On Friday, two women told police that they were about to go into the ATM at the Roche Bros., but [Eric Lee] Siggins was sitting on a bench outside, acting strangely. One of the women saw a handgun in the waistband of his pants and instead of using the ATM they called police, [prosecutor Maggie] Pastuszak said.

A wise decision.

When police arrived, they found Siggins sitting down with legs fully spread and his head down between his legs. He was wearing a hooded sweatshirt with a scarf covering his face, and he never responded to anything they said to them, she said.

“He refused to take his hands from the pockets,” said Pastuszak. “His hands had to be physically removed.”

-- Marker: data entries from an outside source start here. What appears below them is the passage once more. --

PR #418, opened 2018-08-31
Transformation throttling - Base components

fdupont-redhat:
This PR is the first part of the throttling mechanism. Instead of using a transformation task as the scheduler / throttler, we use a dedicated automation request/task. The throttler creation logic is in a method called in `on_entry`, separately from WeightedUpdateStatus. This acts as a watchdog and creates a new throttler if needed. The throttler is a generic automation task with it's own state machine, so instantiating it is be done using `$evm.execute(:create_automation_request)`.

The state machine associated to the throttler task loops until no transformation task is left, or reaching its TTL. It is be responsible to adjust the limits of all the running tasks, but this PR doesn't implement the logic. The conversion host selection logic has also been moved to this task as it would solves the collisions issue. The idea of the TTL is to prevent never ending tasks: the throttler reads the existing state from the transformation task, so the next one can take over with no loss.

To ensure it acts as a *singleton*, We check in the throttler code that no other throttler is alive, i.e. `request_state == 'active'. If more than one is alive, only the eldest (`created_on`) continues, the others stop.

Associated RHBZ: https://bugzilla.redhat.com/show_bug.cgi?id=1594196

### DIFF
--- a/content/automate/ManageIQ/Transformation/Common.class/__methods__/acquiretransformationhost.rb
+++ b/content/automate/ManageIQ/Transformation/Common.class/__methods__/acquiretransformationhost.rb
@@ -5,27 +5,14 @@ module ManageIQ
         class AcquireTransformationHost
           def initialize(handle = $evm)
             @handle = handle
+            @task = ManageIQ::Automate::Transformation::Common::Utils.task(@handle)
           end
 
           def main
-            factory_config = @handle.get_state_var(:factory_config)
-            raise "No factory config found. Aborting." if factory_config.nil?
-
-            task = @handle.root['service_template_transformation_plan_task']
-            @handle.log(:info, "Task: #{task.inspect}")
-
-            transformation_host_type, transformation_host, transformation_method = ManageIQ::Automate::Transformation::TransformationHosts::Common::Utils.get_transformation_host(task, factory_config)
-            if transformation_host.nil?
-              @handle.log(:info, "No transformation host available. Retrying.")
+            if @task.get_option(:transformation_host_id).nil?
               @handle.root['ae_result'] = 'retry'
               @handle.root['ae_retry_server_affinity'] = true
-              @handle.root['ae_retry_interval'] = $evm.object['check_convert_interval'] || '1.minutes'
-            else
-              @handle.log(:info, "Transformation Host: #{transformation_host.name}.")
-              task.set_option(:transformation_host_id, transformation_host.id)
-              task.set_option(:transformation_host_name, transformation_host.name)
-              task.set_option(:transformation_host_type, transformation_host_type)
-              task.set_option(:transformation_method, transformation_method)
+              @handle.root['ae_retry_interval'] = 15.seconds
             end
           rescue => e
             @handle.set_state_var(:ae_state_progress, 'message' => e.message)
--- a/content/automate/ManageIQ/Transformation/StateMachines/VMTransformation.class/posttransform.yaml
+++ b/content/automate/ManageIQ/Transformation/StateMachines/VMTransformation.class/posttransform.yaml
@@ -10,24 +10,24 @@ object:
   fields:
   - State2:
       value: "/Transformation/Infrastructure/VM/${state_var#destination_ems_type}/SetDescription"
-      on_entry: /System/CommonMethods/MiqAe.WeightedUpdateStatus(weight => 5, description
-        => "Update description of VM", task_message => "Migrating")
+      on_entry: /Transformation/TransformationThrottler.Watch ; /System/CommonMethods/MiqAe.WeightedUpdateStatus(weight
+        => 5, description => "Update description of VM", task_message => "Migrating")
       on_exit: /System/CommonMethods/MiqAe.WeightedUpdateStatus(weight => 5, description
         => "Update description of VM", task_message => "Migrating")
       on_error: /System/CommonMethods/MiqAe.WeightedUpdateStatus(weight => 5, description
         => "Update description of VM", task_message => "Migrating")
   - State5:
       value: "/Transformation/Infrastructure/VM/Common/PowerOn"
-      on_entry: /System/CommonMethods/MiqAe.WeightedUpdateStatus(weight => 5, description
-        => "Power-on VM", task_message => "Migrating")
+      on_entry: /Transformation/TransformationThrottler.Watch ; /System/CommonMethods/MiqAe.WeightedUpdateStatus(weight
+        => 5, description => "Power-on VM", task_message => "Migrating")
       on_exit: /System/CommonMethods/MiqAe.WeightedUpdateStatus(weight => 5, description
         => "Power-on VM", task_message => "Migrating")
       on_error: /System/CommonMethods/MiqAe.WeightedUpdateStatus(weight => 5, description
         => "Power-on VM", task_message => "Migrating")
   - State8:
       value: "/Transformation/Infrastructure/VM/Common/CheckPoweredOn"
-      on_entry: /System/CommonMethods/MiqAe.WeightedUpdateStatus(weight => 40, description
-        => "Power-on VM", task_message => "Migrating")
+      on_entry: /Transformation/TransformationThrottler.Watch ; /System/CommonMethods/MiqAe.WeightedUpdateStatus(weight
+        => 40, description => "Power-on VM", task_message => "Migrating")
       on_exit: /System/CommonMethods/MiqAe.WeightedUpdateStatus(weight => 40, description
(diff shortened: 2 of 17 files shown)


fdupont-redhat:

fdupont-redhat:
@miq-bot add-reviewer mkanoor

mkanoor:
@fdupont-redhat @gmcculloug 
I think we were planning on implementing this in the core as opposed to automate, the hoops that automate to do throttling is painful, we understand it can be done but that is not an ideal implementation. One idea we had is that Queue should have some controls on how many specific tasks  it can be run and make sure they run to completion or error before it dispatches another task of that kind. There would be a UI element to control how many tasks of a specific kind can be run at one time.

agrare:
@mkanoor I agree that this should not be in automate, but I really would steer away from embedding any more logic into MiqQueue /cc @kbrock

spec/content/automate/ManageIQ/Transformation/TransformationThrottler.class/__methods__/utils_spec.rb
```diff
@@ -0,0 +1,88 @@
...
+
+  let(:current_object) { Spec::Support::MiqAeMockObject.new }
+  let(:ae_service) do
+    Spec::Support::MiqAeMockService.new(root).tap do |service|
+      current_object.parent = root
+      service.current_object = current_object
+    end
+  end
+
+  before do
```
kbrock: fy:i this is `before(:each)` as well

content/automate/ManageIQ/Transformation/Common.class/__methods__/acquiretransformationhost.rb
```diff
@@ -5,27 +5,14 @@ module Common
...
               @handle.root['ae_result'] = 'retry'
               @handle.root['ae_retry_server_affinity'] = true
-              @handle.root['ae_retry_interval'] = $evm.object['check_convert_interval'] || '1.minutes'
-            else
-              @handle.log(:info, "Transformation Host: #{transformation_host.name}.")
-              task.set_option(:transformation_host_id, transformation_host.id)
-              task.set_option(:transformation_host_name, transformation_host.name)
-              task.set_option(:transformation_host_type, transformation_host_type)
-              task.set_option(:transformation_method, transformation_method)
+              @handle.root['ae_retry_interval'] = 15.seconds
```
kbrock: does it make sense to have an overridable value `e.g. $evm.object['...'] || 15.seconds`
(honest question)

content/automate/ManageIQ/Transformation/StateMachines/VMTransformation.class/posttransform.yaml
```diff
@@ -10,49 +10,49 @@ object:
   fields:
   - State2:
       value: "/Transformation/Infrastructure/VM/${state_var#destination_ems_type}/SetDescription"
-      on_entry: /System/CommonMethods/MiqAe.WeightedUpdateStatus(weight => 5, description
-        => "Update description of VM", task_message => "Migrating")
+      on_entry: /Transformation/TransformationThrottler.Watch ; /System/CommonMethods/MiqAe.WeightedUpdateStatus(weight
```
kbrock: stating my interpretation:
`TransformationThrottler.Watch` is basically an added state transformation to ensure there is back pressure on the producer

kbrock:
@mkanoor @agrare It does feel like this belongs out of automate and closer to the queue. That is the purpose of the queue construct: separate declaring the work and the parallelization effort.

It seems like controlling the number of workers in a pool would be best here - and not to modify the queue at all. Since this feature is coded directly in automate itself, it may be difficult to declare workers of this type.

Not sure if we can have a special purpose queue or pull some of this logic out of automate and make a full fledged service.

content/automate/ManageIQ/Transformation/Common.class/__methods__/acquiretransformationhost.rb
fdupont-redhat: Using `$evm.object['...']` means adding an attribute to the class. And the class is really generic. I'd defer that to another key/value store, such as `$evm.get_state_var('...')` or even data from the throttler request/task itself, as it sets the tempo for host allocation.

content/automate/ManageIQ/Transformation/StateMachines/VMTransformation.class/posttransform.yaml
fdupont-redhat: Yes, it checks that the throttler is still there and starts a new one if not. That's a watchdog, hence its code being really tight.

spec/content/automate/ManageIQ/Transformation/TransformationThrottler.class/__methods__/utils_spec.rb
fdupont-redhat: I'll fix it.

fdupont-redhat:
This feature doesn't belong to Automate and should be implemented in the backend. Closing this PR.

content/automate/ManageIQ/Transformation/TransformationThrottler.class/__methods__/utils.rb
```diff
@@ -0,0 +1,125 @@
...
+        class Utils
+          NAMESPACE = 'Transformation/StateMachines'.freeze
+          CLASS_NAME = 'TransformationThrottler'.freeze
+          DEFAULT_THROTTLER_ELECTION_POLICY = 'eldest_active'.freeze
+          DEFAULT_THROTTLER_TYPE = 'Default'.freeze
+          DEFAULT_THROTTLER_TTL = 3600
+          DEFAULT_TASKS_SCHEDULING_POLICY = 'fifo'.freeze
+          DEFAULT_LIMITS_ADJUSTMENT_POLICY = 'skip'.freeze
+
+          def self.log_and_raise(message, handle = $evm)
```
mkanoor: @fdupont-redhat 
@billfitzgerald0120 Has added this 
https://github.com/ManageIQ/manageiq-content/blob/a50ea6c95dfb2e2b51a69720e67f0fae973d1733/content/automate/ManageIQ/System/CommonMethods/Utils.class/__methods__/log_object.rb#L56
which could be used here

gmcculloug:
After discussing this issue we agreed to accept this current automate solution while the preferred backend code is being worked on to address the bigger concern of where this logic ultimately lives.

@fdupont-redhat will be working on this enhancement which will replace this code in a future version.

content/automate/ManageIQ/Transformation/TransformationThrottler.class/__methods__/utils.rb
fdupont-redhat: @mkanoor Good pointer. I'll give it a look for other parts of Transformation namespace, where I have similar needs. This throttling PR is a short term solution, so I don't think I'll do further changes, unless hitting bugs.

content/automate/ManageIQ/Transformation/TransformationThrottler.class/__methods__/utils.rb
```diff
@@ -0,0 +1,125 @@
...
+                :attrs         => { :ttl => throttler_ttl(handle) }
+              },
+              'admin',
+              true
+            )
+          end
+
+          def self.retry_or_die(handle = $evm)
+            return if current_throttler(handle).created_on.utc + throttler_ttl(handle) < Time.now.utc
+            return if active_transformation_tasks(handle).empty?
```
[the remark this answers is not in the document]
fdupont-redhat: @mkanoor The current election method is based on `created_on` attribute and elects the eldest alive request. I expect that if the eldest request will always be in the cache when younger ones will check. If the cache is not up-to-date, the worst case scenario is that the eldest request is still alive and will stop, leaving no throttler alive until the cache is refreshed, which is an acceptable situation.

spec/content/automate/ManageIQ/Transformation/TransformationThrottler.class/__methods__/utils_spec.rb
```diff
@@ -0,0 +1,291 @@
...
+  let(:current_object) { Spec::Support::MiqAeMockObject.new }
+  let(:ae_service) do
+    Spec::Support::MiqAeMockService.new(root).tap do |service|
+      current_object.parent = root
+      service.current_object = current_object
+    end
+  end
+
+  before(:each) do
+    ManageIQ::Automate::Transformation::TransformationThrottler::Utils.instance_variable_set(:@task, nil)
```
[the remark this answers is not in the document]
fdupont-redhat: Definitely. But fortunately, it doesn't have an impact :smile:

As police tried to get Siggins to remove his hands, a gun fell from his pants. The weapon was a BB gun made to look like a real gun, the prosecutor said.

Doh!

In his pocket they found handcuffs, the [duct] tape, a razor-bladed knife and the string, Pastuszak said.

Hmm.

Police charged Siggins, of 145 South Main St., with attempting to commit armed robbery, resisting arrest and disorderly conduct. Pastuszak told Judge Robert Greco that she expects a carrying a dangerous weapon charge to be added.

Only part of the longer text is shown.